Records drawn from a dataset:
▬▬▬▬▬▬

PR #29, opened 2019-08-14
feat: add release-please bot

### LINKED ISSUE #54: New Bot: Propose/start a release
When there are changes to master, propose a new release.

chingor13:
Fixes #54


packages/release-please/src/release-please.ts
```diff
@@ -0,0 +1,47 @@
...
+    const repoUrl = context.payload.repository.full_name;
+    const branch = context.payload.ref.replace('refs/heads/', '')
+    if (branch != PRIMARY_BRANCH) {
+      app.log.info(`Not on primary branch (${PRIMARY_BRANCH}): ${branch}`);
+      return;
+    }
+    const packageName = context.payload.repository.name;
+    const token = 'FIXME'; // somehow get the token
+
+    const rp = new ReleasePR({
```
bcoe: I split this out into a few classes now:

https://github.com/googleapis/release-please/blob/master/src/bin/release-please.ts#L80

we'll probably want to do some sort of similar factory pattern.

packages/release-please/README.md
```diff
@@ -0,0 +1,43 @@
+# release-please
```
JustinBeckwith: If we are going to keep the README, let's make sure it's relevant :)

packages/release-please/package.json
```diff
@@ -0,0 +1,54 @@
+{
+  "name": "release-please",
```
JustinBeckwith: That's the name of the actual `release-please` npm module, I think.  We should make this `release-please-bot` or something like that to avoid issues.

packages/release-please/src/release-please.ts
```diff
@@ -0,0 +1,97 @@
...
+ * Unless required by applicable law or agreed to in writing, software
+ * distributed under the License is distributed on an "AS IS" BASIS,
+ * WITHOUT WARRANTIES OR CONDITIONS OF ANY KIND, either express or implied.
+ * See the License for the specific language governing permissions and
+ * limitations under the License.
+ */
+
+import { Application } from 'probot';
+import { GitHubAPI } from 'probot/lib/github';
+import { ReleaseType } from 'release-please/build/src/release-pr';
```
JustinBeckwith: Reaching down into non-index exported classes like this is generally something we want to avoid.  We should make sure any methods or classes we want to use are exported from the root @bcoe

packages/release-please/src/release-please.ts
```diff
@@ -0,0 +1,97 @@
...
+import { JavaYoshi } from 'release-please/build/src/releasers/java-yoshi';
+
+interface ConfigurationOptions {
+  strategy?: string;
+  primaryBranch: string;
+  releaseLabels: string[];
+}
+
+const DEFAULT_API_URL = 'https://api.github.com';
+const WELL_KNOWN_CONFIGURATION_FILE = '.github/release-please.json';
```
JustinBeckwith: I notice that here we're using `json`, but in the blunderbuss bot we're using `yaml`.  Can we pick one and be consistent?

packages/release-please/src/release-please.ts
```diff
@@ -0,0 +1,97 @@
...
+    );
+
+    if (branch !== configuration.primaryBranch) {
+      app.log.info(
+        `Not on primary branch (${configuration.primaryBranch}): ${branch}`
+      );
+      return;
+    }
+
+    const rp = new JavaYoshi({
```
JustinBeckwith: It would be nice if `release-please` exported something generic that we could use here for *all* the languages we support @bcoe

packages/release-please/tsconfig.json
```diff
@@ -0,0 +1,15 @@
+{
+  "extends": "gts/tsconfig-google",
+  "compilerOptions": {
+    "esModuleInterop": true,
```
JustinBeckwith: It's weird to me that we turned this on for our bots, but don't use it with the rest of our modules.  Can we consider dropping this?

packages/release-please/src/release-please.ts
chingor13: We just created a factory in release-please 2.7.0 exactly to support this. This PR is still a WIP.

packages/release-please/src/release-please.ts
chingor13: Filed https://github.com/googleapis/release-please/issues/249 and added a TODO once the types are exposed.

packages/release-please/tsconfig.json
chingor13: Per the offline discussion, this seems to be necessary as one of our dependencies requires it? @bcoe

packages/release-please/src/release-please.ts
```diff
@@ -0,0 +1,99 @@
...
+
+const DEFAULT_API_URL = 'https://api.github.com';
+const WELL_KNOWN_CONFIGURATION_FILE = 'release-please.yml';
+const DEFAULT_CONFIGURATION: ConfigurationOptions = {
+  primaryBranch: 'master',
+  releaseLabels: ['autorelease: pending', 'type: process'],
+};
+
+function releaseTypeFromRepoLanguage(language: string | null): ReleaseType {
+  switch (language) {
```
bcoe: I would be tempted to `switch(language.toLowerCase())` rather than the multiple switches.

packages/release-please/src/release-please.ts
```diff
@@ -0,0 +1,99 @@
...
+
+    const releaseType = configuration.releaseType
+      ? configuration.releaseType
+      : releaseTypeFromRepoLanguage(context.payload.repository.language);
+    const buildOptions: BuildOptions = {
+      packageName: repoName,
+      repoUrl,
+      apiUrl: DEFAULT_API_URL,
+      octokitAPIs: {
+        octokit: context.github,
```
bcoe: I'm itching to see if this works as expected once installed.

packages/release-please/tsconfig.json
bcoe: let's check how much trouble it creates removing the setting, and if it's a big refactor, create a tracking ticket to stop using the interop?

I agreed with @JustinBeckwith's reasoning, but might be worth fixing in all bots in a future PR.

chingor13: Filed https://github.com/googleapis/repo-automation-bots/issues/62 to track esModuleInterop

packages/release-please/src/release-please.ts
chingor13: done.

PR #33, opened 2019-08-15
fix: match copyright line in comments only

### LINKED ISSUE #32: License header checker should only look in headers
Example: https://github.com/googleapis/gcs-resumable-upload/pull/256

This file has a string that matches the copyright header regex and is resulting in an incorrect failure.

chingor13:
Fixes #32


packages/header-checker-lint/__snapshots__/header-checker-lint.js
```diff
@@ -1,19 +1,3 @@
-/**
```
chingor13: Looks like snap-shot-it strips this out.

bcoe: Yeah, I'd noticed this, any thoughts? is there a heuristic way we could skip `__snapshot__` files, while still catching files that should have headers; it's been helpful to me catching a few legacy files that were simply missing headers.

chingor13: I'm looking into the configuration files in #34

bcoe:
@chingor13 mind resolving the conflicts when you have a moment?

▬▬▬▬▬▬

### ACTIVITY
Return the records exactly, character for character.

### TASK OUTPUT
PR #29, opened 2019-08-14
feat: add release-please bot

### LINKED ISSUE #54: New Bot: Propose/start a release
When there are changes to master, propose a new release.

chingor13:
Fixes #54


packages/release-please/src/release-please.ts
```diff
@@ -0,0 +1,47 @@
...
+    const repoUrl = context.payload.repository.full_name;
+    const branch = context.payload.ref.replace('refs/heads/', '')
+    if (branch != PRIMARY_BRANCH) {
+      app.log.info(`Not on primary branch (${PRIMARY_BRANCH}): ${branch}`);
+      return;
+    }
+    const packageName = context.payload.repository.name;
+    const token = 'FIXME'; // somehow get the token
+
+    const rp = new ReleasePR({
```
bcoe: I split this out into a few classes now:

https://github.com/googleapis/release-please/blob/master/src/bin/release-please.ts#L80

we'll probably want to do some sort of similar factory pattern.

packages/release-please/README.md
```diff
@@ -0,0 +1,43 @@
+# release-please
```
JustinBeckwith: If we are going to keep the README, let's make sure it's relevant :)

packages/release-please/package.json
```diff
@@ -0,0 +1,54 @@
+{
+  "name": "release-please",
```
JustinBeckwith: That's the name of the actual `release-please` npm module, I think.  We should make this `release-please-bot` or something like that to avoid issues.

packages/release-please/src/release-please.ts
```diff
@@ -0,0 +1,97 @@
...
+ * Unless required by applicable law or agreed to in writing, software
+ * distributed under the License is distributed on an "AS IS" BASIS,
+ * WITHOUT WARRANTIES OR CONDITIONS OF ANY KIND, either express or implied.
+ * See the License for the specific language governing permissions and
+ * limitations under the License.
+ */
+
+import { Application } from 'probot';
+import { GitHubAPI } from 'probot/lib/github';
+import { ReleaseType } from 'release-please/build/src/release-pr';
```
JustinBeckwith: Reaching down into non-index exported classes like this is generally something we want to avoid.  We should make sure any methods or classes we want to use are exported from the root @bcoe

packages/release-please/src/release-please.ts
```diff
@@ -0,0 +1,97 @@
...
+import { JavaYoshi } from 'release-please/build/src/releasers/java-yoshi';
+
+interface ConfigurationOptions {
+  strategy?: string;
+  primaryBranch: string;
+  releaseLabels: string[];
+}
+
+const DEFAULT_API_URL = 'https://api.github.com';
+const WELL_KNOWN_CONFIGURATION_FILE = '.github/release-please.json';
```
JustinBeckwith: I notice that here we're using `json`, but in the blunderbuss bot we're using `yaml`.  Can we pick one and be consistent?

packages/release-please/src/release-please.ts
```diff
@@ -0,0 +1,97 @@
...
+    );
+
+    if (branch !== configuration.primaryBranch) {
+      app.log.info(
+        `Not on primary branch (${configuration.primaryBranch}): ${branch}`
+      );
+      return;
+    }
+
+    const rp = new JavaYoshi({
```
JustinBeckwith: It would be nice if `release-please` exported something generic that we could use here for *all* the languages we support @bcoe

packages/release-please/tsconfig.json
```diff
@@ -0,0 +1,15 @@
+{
+  "extends": "gts/tsconfig-google",
+  "compilerOptions": {
+    "esModuleInterop": true,
```
JustinBeckwith: It's weird to me that we turned this on for our bots, but don't use it with the rest of our modules.  Can we consider dropping this?

packages/release-please/src/release-please.ts
chingor13: We just created a factory in release-please 2.7.0 exactly to support this. This PR is still a WIP.

packages/release-please/src/release-please.ts
chingor13: Filed https://github.com/googleapis/release-please/issues/249 and added a TODO once the types are exposed.

packages/release-please/tsconfig.json
chingor13: Per the offline discussion, this seems to be necessary as one of our dependencies requires it? @bcoe

packages/release-please/src/release-please.ts
```diff
@@ -0,0 +1,99 @@
...
+
+const DEFAULT_API_URL = 'https://api.github.com';
+const WELL_KNOWN_CONFIGURATION_FILE = 'release-please.yml';
+const DEFAULT_CONFIGURATION: ConfigurationOptions = {
+  primaryBranch: 'master',
+  releaseLabels: ['autorelease: pending', 'type: process'],
+};
+
+function releaseTypeFromRepoLanguage(language: string | null): ReleaseType {
+  switch (language) {
```
bcoe: I would be tempted to `switch(language.toLowerCase())` rather than the multiple switches.

packages/release-please/src/release-please.ts
```diff
@@ -0,0 +1,99 @@
...
+
+    const releaseType = configuration.releaseType
+      ? configuration.releaseType
+      : releaseTypeFromRepoLanguage(context.payload.repository.language);
+    const buildOptions: BuildOptions = {
+      packageName: repoName,
+      repoUrl,
+      apiUrl: DEFAULT_API_URL,
+      octokitAPIs: {
+        octokit: context.github,
```
bcoe: I'm itching to see if this works as expected once installed.

packages/release-please/tsconfig.json
bcoe: let's check how much trouble it creates removing the setting, and if it's a big refactor, create a tracking ticket to stop using the interop?

I agreed with @JustinBeckwith's reasoning, but might be worth fixing in all bots in a future PR.

chingor13: Filed https://github.com/googleapis/repo-automation-bots/issues/62 to track esModuleInterop

packages/release-please/src/release-please.ts
chingor13: done.

PR #33, opened 2019-08-15
fix: match copyright line in comments only

### LINKED ISSUE #32: License header checker should only look in headers
Example: https://github.com/googleapis/gcs-resumable-upload/pull/256

This file has a string that matches the copyright header regex and is resulting in an incorrect failure.

chingor13:
Fixes #32


packages/header-checker-lint/__snapshots__/header-checker-lint.js
```diff
@@ -1,19 +1,3 @@
-/**
```
chingor13: Looks like snap-shot-it strips this out.

bcoe: Yeah, I'd noticed this, any thoughts? is there a heuristic way we could skip `__snapshot__` files, while still catching files that should have headers; it's been helpful to me catching a few legacy files that were simply missing headers.

chingor13: I'm looking into the configuration files in #34

bcoe:
@chingor13 mind resolving the conflicts when you have a moment?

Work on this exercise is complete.